**** Entries provided

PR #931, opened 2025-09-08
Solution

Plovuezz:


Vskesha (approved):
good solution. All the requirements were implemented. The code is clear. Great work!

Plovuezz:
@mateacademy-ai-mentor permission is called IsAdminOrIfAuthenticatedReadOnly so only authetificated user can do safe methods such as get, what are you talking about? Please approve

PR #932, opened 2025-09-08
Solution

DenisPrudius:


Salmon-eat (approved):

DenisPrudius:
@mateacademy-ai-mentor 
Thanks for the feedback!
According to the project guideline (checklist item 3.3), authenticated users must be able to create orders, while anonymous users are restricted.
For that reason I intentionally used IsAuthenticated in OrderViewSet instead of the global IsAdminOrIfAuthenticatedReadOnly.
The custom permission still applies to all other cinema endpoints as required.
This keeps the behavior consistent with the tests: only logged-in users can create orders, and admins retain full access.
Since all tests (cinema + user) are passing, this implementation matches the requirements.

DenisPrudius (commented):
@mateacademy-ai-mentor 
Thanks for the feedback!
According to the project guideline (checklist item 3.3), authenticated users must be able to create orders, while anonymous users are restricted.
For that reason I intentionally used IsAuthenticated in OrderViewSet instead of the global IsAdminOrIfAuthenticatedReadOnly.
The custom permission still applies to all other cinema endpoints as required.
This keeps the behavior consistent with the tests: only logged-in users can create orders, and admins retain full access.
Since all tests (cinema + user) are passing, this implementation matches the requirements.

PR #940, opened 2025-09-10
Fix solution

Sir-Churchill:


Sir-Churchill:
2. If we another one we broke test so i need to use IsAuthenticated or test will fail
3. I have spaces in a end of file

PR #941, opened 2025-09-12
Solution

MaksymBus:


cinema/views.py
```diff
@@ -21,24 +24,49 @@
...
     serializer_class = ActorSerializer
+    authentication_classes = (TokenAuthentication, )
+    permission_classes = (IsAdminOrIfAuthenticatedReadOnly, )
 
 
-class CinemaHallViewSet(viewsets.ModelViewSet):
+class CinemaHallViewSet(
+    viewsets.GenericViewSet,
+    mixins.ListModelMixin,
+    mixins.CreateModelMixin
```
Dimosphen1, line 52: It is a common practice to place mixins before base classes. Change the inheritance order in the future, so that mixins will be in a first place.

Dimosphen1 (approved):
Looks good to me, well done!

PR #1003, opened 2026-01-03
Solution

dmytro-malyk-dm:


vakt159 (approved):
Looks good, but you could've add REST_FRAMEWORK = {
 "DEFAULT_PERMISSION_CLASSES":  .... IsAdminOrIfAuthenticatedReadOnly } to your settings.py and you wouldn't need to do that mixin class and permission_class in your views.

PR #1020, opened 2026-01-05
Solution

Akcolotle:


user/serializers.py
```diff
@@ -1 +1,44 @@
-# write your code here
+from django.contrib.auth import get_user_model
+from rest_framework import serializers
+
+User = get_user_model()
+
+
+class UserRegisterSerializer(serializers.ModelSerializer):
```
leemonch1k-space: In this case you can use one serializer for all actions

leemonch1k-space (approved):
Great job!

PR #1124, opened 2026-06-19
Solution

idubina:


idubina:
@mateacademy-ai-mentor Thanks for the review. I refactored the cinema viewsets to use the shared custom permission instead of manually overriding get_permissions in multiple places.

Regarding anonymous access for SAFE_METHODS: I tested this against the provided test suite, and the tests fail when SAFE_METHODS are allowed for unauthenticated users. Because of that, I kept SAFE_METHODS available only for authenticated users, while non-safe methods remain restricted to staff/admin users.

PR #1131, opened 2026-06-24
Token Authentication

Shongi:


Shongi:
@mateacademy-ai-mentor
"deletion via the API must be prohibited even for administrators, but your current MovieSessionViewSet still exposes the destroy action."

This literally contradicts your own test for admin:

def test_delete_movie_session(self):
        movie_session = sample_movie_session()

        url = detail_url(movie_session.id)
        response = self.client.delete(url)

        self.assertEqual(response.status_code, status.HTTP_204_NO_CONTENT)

********

Task goal — All records are to be restated exactly, from the first line to the last line.

Your response —
PR #931, opened 2025-09-08
Solution

Plovuezz:


Vskesha (approved):
good solution. All the requirements were implemented. The code is clear. Great work!

Plovuezz:
@mateacademy-ai-mentor permission is called IsAdminOrIfAuthenticatedReadOnly so only authetificated user can do safe methods such as get, what are you talking about? Please approve

PR #932, opened 2025-09-08
Solution

DenisPrudius:


Salmon-eat (approved):

DenisPrudius:
@mateacademy-ai-mentor 
Thanks for the feedback!
According to the project guideline (checklist item 3.3), authenticated users must be able to create orders, while anonymous users are restricted.
For that reason I intentionally used IsAuthenticated in OrderViewSet instead of the global IsAdminOrIfAuthenticatedReadOnly.
The custom permission still applies to all other cinema endpoints as required.
This keeps the behavior consistent with the tests: only logged-in users can create orders, and admins retain full access.
Since all tests (cinema + user) are passing, this implementation matches the requirements.

DenisPrudius (commented):
@mateacademy-ai-mentor 
Thanks for the feedback!
According to the project guideline (checklist item 3.3), authenticated users must be able to create orders, while anonymous users are restricted.
For that reason I intentionally used IsAuthenticated in OrderViewSet instead of the global IsAdminOrIfAuthenticatedReadOnly.
The custom permission still applies to all other cinema endpoints as required.
This keeps the behavior consistent with the tests: only logged-in users can create orders, and admins retain full access.
Since all tests (cinema + user) are passing, this implementation matches the requirements.

PR #940, opened 2025-09-10
Fix solution

Sir-Churchill:


Sir-Churchill:
2. If we another one we broke test so i need to use IsAuthenticated or test will fail
3. I have spaces in a end of file

PR #941, opened 2025-09-12
Solution

MaksymBus:


cinema/views.py
```diff
@@ -21,24 +24,49 @@
...
     serializer_class = ActorSerializer
+    authentication_classes = (TokenAuthentication, )
+    permission_classes = (IsAdminOrIfAuthenticatedReadOnly, )
 
 
-class CinemaHallViewSet(viewsets.ModelViewSet):
+class CinemaHallViewSet(
+    viewsets.GenericViewSet,
+    mixins.ListModelMixin,
+    mixins.CreateModelMixin
```
Dimosphen1, line 52: It is a common practice to place mixins before base classes. Change the inheritance order in the future, so that mixins will be in a first place.

Dimosphen1 (approved):
Looks good to me, well done!

PR #1003, opened 2026-01-03
Solution

dmytro-malyk-dm:


vakt159 (approved):
Looks good, but you could've add REST_FRAMEWORK = {
 "DEFAULT_PERMISSION_CLASSES":  .... IsAdminOrIfAuthenticatedReadOnly } to your settings.py and you wouldn't need to do that mixin class and permission_class in your views.

PR #1020, opened 2026-01-05
Solution

Akcolotle:


user/serializers.py
```diff
@@ -1 +1,44 @@
-# write your code here
+from django.contrib.auth import get_user_model
+from rest_framework import serializers
+
+User = get_user_model()
+
+
+class UserRegisterSerializer(serializers.ModelSerializer):
```
leemonch1k-space: In this case you can use one serializer for all actions

leemonch1k-space (approved):
Great job!

PR #1124, opened 2026-06-19
Solution

idubina:


idubina:
@mateacademy-ai-mentor Thanks for the review. I refactored the cinema viewsets to use the shared custom permission instead of manually overriding get_permissions in multiple places.

Regarding anonymous access for SAFE_METHODS: I tested this against the provided test suite, and the tests fail when SAFE_METHODS are allowed for unauthenticated users. Because of that, I kept SAFE_METHODS available only for authenticated users, while non-safe methods remain restricted to staff/admin users.

PR #1131, opened 2026-06-24
Token Authentication

Shongi:


Shongi:
@mateacademy-ai-mentor
"deletion via the API must be prohibited even for administrators, but your current MovieSessionViewSet still exposes the destroy action."

This literally contradicts your own test for admin:

def test_delete_movie_session(self):
        movie_session = sample_movie_session()

        url = detail_url(movie_session.id)
        response = self.client.delete(url)

        self.assertEqual(response.status_code, status.HTTP_204_NO_CONTENT)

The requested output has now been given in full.